War in Iraq: And You Are There
Committed to the First Amendment
By Staff -- Broadcasting & Cable, 4/6/2003 8:00:00 PM
As with no other conflict before, the human side of the war in Iraq is being brought home to America and the world, thanks in large part to the electronic media. The Pentagon's decision to embed journalists, combined with instantaneous satellite transmissions and the sheer number of outlets covering the conflict, has made it into a first-person experience for the world. Credit for that unprecedented view is being given to Assistant Secretary of Public Affairs Torie Clarke, who knows something about the cable news business, having been public-affairs point person for NCTA in another life. The Pentagon may have gotten more than it bargained for when it allowed so many witnesses to the realities of conflict, but, whatever the reasons, it has, quite literally, changed how we look at war.
In an eerily prescient piece for TV Guide in 1980, then NBC News producer (now securities analyst) Tom Wolzien saw a not too distant future in which war was covered live, posing the questions: "Is it is ethical to show a war live on television? Is it moral not to? We allow our governments to wage war, so why shouldn't people at home see what they're allowing their armies to do as it happens." Although today's coverage is still edited to exclude the most gruesome, what Wolzein called "sanitized to make war palatable to a viewer eating a TV dinner," it is far closer to Wolzien's scenario than any previous coverage.
Although it is far from the first time that journalists have traveled with the troops, it is the first time that a war has been reported in something approaching real time. While watching the latest air strike on Baghdad by this war's general's, viewers get a running commentary from the last war's generals, with pauses for interviews with the grieving relatives of casualties and the anxious families of POWs and MIAs.

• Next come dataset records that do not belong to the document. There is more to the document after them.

PR #705, opened 2021-02-04
Add config definitions for aws protocol tests

JordonPhillips:
This  adds aws config definitions intended to be used alongside: https://github.com/awslabs/smithy/pull/702

It's not an exhaustive listing, but includes most of what should be needed for protocol tests.

### DIFF
--- a/smithy-aws-protocol-tests/model/aws-config.smithy
+++ b/smithy-aws-protocol-tests/model/aws-config.smithy
@@ -39,12 +39,14 @@ structure EnvironmentConfig {
     AWS_SECRET_ACCESS_KEY: String,
     AWS_DEFAULT_REGION: String,
     AWS_RETRY_MODE: RetryMode,
+    AWS_SESSION_TOKEN: String,
 }
 
 /// Config settings that can be set in the AWS config file.
 structure FileConfig {
-    access_key_id: String,
-    secret_access_key: String,
+    aws_access_key_id: String,
+    aws_secret_access_key: String,
+    aws_session_token: String,
     region: String,
     s3: S3Config,
     retry_mode: RetryMode,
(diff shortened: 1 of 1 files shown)


smithy-aws-protocol-tests/model/aws-config.smithy
```diff
@@ -0,0 +1,95 @@
...
+/// Configuration specific to S3.
+structure S3Config {
+    use_accelerate_endpoint: Boolean,
+    use_dualstack_endpoint: Boolean,
+}
+
+/// Configuration that is set on the constructed client.
+structure ClientConfig {
+    access_key_id: String,
+    secret_access_key: String,
```
rcoh, line 63: missing session token.

smithy-aws-protocol-tests/model/aws-config.smithy
```diff
@@ -0,0 +1,95 @@
...
+structure EnvironmentConfig {
+    AWS_ACCESS_KEY_ID: String,
+    AWS_SECRET_ACCESS_KEY: String,
+    AWS_DEFAULT_REGION: String,
+    AWS_RETRY_MODE: RetryMode,
+}
+
+/// Config settings that can be set in the AWS config file.
+structure FileConfig {
+    access_key_id: String,
```
rcoh, line 46: I'm not positive I would model these—by modeling this explicitly, we'd need to upgrade Smithy for any new features that wanted to be tested (which is maybe OK?)

JordonPhillips: These are for the protocol tests here, you'd need to update this package anyway to add more tests to it. In any event, adding a line here is never gonna be the bottleneck.

kstich (approved):

kstich (approved):

PR #714, opened 2021-02-16
Throw syntax exceptions on duplicate bindings

kstich:
This commit updates the Smithy IDL parsing to throw when duplicate
bindings or members are found in the following declarations: service,
resource, and operation shapes, applied structure traits, and applied
traits with members that are structures. This behavior is unsafe for
model writers and shouldn't be valid.


kstich:
Looks like some windows-based newline issues, will take a look.

mtdowling (approved):

PR #726, opened 2021-02-28
Improve Selector usability

mtdowling:
This commit improves the usability of Selectors by adding new methods to
the Selector interface and by deprecating its runner functionality. The
new methods include methods to stream matching shapes, stream matches,
and consume matches. Streaming matches and shapes requires a minimal
amount of buffering, and they provide the ability to more easily perform
checks like determine if any shapes in a model match a selector. If all
matching shapes are necessary, calling select is preferred. If consuming
matches can be done in a way that is push-based (e.g., writing to CLI
output), then using consumeMatches is preferred to matches.

The previous runner() method of Selector is now deprecated and just
delegates calls back to the Selector. runner() was initially intended to
allow for the customization of the environment in which a selector is
executed, but this design turned out to be unnecessary, and as such, the
need to create a runner and use a kind of builder interface to use
Selectors made them awkward to work with for no benefit.

A final change is made to implement an IdentitySelector to optimize
matching all shapes in a model.

*Issue #, if available:*

*Description of changes:*

### DIFF
--- a/smithy-model/src/main/java/software/amazon/smithy/model/selector/WrappedSelector.java
+++ b/smithy-model/src/main/java/software/amazon/smithy/model/selector/WrappedSelector.java
@@ -1,5 +1,5 @@
 /*
- * Copyright 2020 Amazon.com, Inc. or its affiliates. All Rights Reserved.
+ * Copyright 2021 Amazon.com, Inc. or its affiliates. All Rights Reserved.
  *
  * Licensed under the Apache License, Version 2.0 (the "License").
  * You may not use this file except in compliance with the License.
@@ -15,14 +15,18 @@
 
 package software.amazon.smithy.model.selector;
 
+import java.util.ArrayList;
+import java.util.HashSet;
 import java.util.List;
+import java.util.Set;
+import java.util.function.Consumer;
+import java.util.stream.Stream;
+import software.amazon.smithy.model.Model;
+import software.amazon.smithy.model.knowledge.NeighborProviderIndex;
 import software.amazon.smithy.model.shapes.Shape;
 
 /**
  * Provides a toString method that prints the expression.
- *
- * <p>This is the only concrete implementation of Selector that is
- * exported from the package.
  */
 final class WrappedSelector implements Selector {
     private final String expression;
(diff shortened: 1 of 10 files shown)


smithy-model/src/main/java/software/amazon/smithy/model/selector/WrappedSelector.java
```diff
@@ -47,23 +51,93 @@
...
+        });
+    }
+
+    @Override
+    public Stream<ShapeMatch> matches(Model model) {
+        Context context = createContext(model);
+        return streamStartingShape(model).flatMap(shape -> {
+            List<ShapeMatch> result = new ArrayList<>();
+            delegate.push(context.clearVars(), shape, (ctx, s) -> {
+                result.add(new ShapeMatch(s, ctx.copyVars()));
```
kstich, line 114: Is there a reason this uses `copyVars` with the above note on using `getVars` instead in `consumeMatches`? I don't see anything different enough to warrant it.

smithy-model/src/main/java/software/amazon/smithy/model/selector/WrappedSelector.java
```diff
@@ -47,23 +51,93 @@
...
 
     @Override
     public int hashCode() {
         return expression.hashCode();
     }
+
+    @Override
+    public Set<Shape> select(Model model) {
+        Set<Shape> result = new HashSet<>();
+        // This is more optimized that using shapes() and collecting to a Set
```
kstich, line 72: s/that/than

smithy-model/src/main/java/software/amazon/smithy/model/selector/WrappedSelector.java
```diff
@@ -47,23 +51,93 @@
...
+        pushShapes(model, (ctx, s) -> {
+            result.add(s);
+            return true;
+        });
+        return result;
+    }
+
+    @Override
+    public void consumeMatches(Model model, Consumer<ShapeMatch> shapeMatchConsumer) {
+        // This is more optimized that using matches() and collecting to a Set
```
kstich, line 84: s/that/than

smithy-model/src/main/java/software/amazon/smithy/model/selector/WrappedSelector.java
mtdowling: Oh good point. Will change this one.

kstich (approved):

PR #746, opened 2021-03-22
Failing Request Test Draft

rcoh:
This is a draft of how failing request test support may be added in a way that will support failing requests for both server and client implementations.

This has a few issues & required cleanups, just want to see if we're directionally on the same page.

*Issue #, if available:*

*Description of changes:*


srchase:
CI is failing on some checkstyle issues: Import ordering, an unused import, missing copyright header and wrong copyright year, and line lengths exceeding 120 chars.

mtdowling:
The idea of defining negative protocol tests are interesting, but do we have a use case in mind for them? I also think if we added them, it might be easier to add them to the existing traits.

rcoh:
yeah can close, I think adding a boolean to the existing traits is probably better.

PR #761, opened 2021-04-06
Add core contributors to PRs by default

JordonPhillips:
This adds a codeowners file that will automatically request reviews from the core contributors on each pr. We could make it more complicated but that doesn't seem necessary right now.


srchase (approved):
I think this might be a bit noisy, but I think it's worth trying.

PR #766, opened 2021-04-08
Parse numbers as BigDecimal or BigInteger when needed.

srchase:
Currently, numbers greater than 9223372036854775807 fail to be parsed from the IDL with `NumberFormatException`, even when the underlying implementation supports BigDecimal and BigInteger.

This PR updates the IdlModelParser and NodeHandler to use fall back to using `BigDecimal` or `BigInteger` where appropriate.

### DIFF
--- a/smithy-model/src/main/java/software/amazon/smithy/model/loader/IdlModelParser.java
+++ b/smithy-model/src/main/java/software/amazon/smithy/model/loader/IdlModelParser.java
@@ -724,7 +724,11 @@ final class IdlModelParser extends SimpleParser {
         String lexeme = ParserUtils.parseNumber(this);
 
         if (lexeme.contains("e") || lexeme.contains(".")) {
-            return new NumberNode(Double.valueOf(lexeme), location);
+            double value = Double.parseDouble(lexeme);
+            if (Double.isFinite(value)) {
+                return new NumberNode(value, location);
+            }
+            return new NumberNode(new BigDecimal(lexeme), location);
         } else {
             try {
                 return new NumberNode(Long.parseLong(lexeme), location);
--- a/smithy-model/src/main/java/software/amazon/smithy/model/loader/IdlModelParser.java
+++ b/smithy-model/src/main/java/software/amazon/smithy/model/loader/IdlModelParser.java
@@ -17,6 +17,7 @@ package software.amazon.smithy.model.loader;
 
 import static java.lang.String.format;
 
+import java.math.BigDecimal;
 import java.util.Collection;
 import java.util.Collections;
 import java.util.HashSet;
@@ -721,10 +722,15 @@ final class IdlModelParser extends SimpleParser {
     NumberNode parseNumberNode() {
         SourceLocation location = currentLocation();
         String lexeme = ParserUtils.parseNumber(this);
+
         if (lexeme.contains("e") || lexeme.contains(".")) {
             return new NumberNode(Double.valueOf(lexeme), location);
         } else {
-            return new NumberNode(Long.parseLong(lexeme), location);
+            try {
+                return new NumberNode(Long.parseLong(lexeme), location);
+            } catch (NumberFormatException e) {
+                return new NumberNode(new BigDecimal(lexeme), location);
+            }
         }
     }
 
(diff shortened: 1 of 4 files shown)


smithy-model/src/main/java/software/amazon/smithy/model/node/internal/NodeHandler.java
```diff
@@ -79,7 +79,12 @@ void endNumber(String string, SourceLocation location) {
...
             value = new NumberNode(new BigDecimal(string), location);
         } else {
-            value = new NumberNode(Long.parseLong(string), location);
+            try {
+                value = new NumberNode(Long.parseLong(string), location);
+            } catch (NumberFormatException e) {
+                value = new NumberNode(new BigDecimal(string), location);
+            }
+
         }
```
JordonPhillips, line 88: Shouldn't this have the same logic as loading from the IDL? Interesting that this always parsed as a big decimal. It looks like previously this would have failed on `1E-1` or something like that since it tries to parse a long. In any event complex numbers should be decimals like the idl parser tries to do.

One anecdote that struck us last week involved an embedded AP reporter, who lent his satellite phone to a marine—the driver of an ammunition truck—so she could call home from the battlefield and tell her mother she was OK. "I was really missing home right about now," Lance Cpl. Tatta told AP. "I know that they're worried sick about me. And I could just let them know that I was alright and that we're probably going to be coming home soon."
We get the feeling that some of the journalists, as well as many of the American people, were unprepared for the fierceness of combat, perhaps lulled by the antiseptic-seeming Gulf War (an impression contributed to by the lack of embedded reporters) and some Pentagon PR. Thanks to the electronic media, some of them dangerously close to the fighting themselves, the sacrifice and pain are inescapable.
War in real time has magnified the impact of casualties, or perhaps only now are they able to be put in proper perspective. What might sound like relatively few casualties in a statistic looks, through TV's lens, like human heroism and suffering. Whether that makes it easier or harder to fight the next war, it is a worthy mission by today's combat journalists.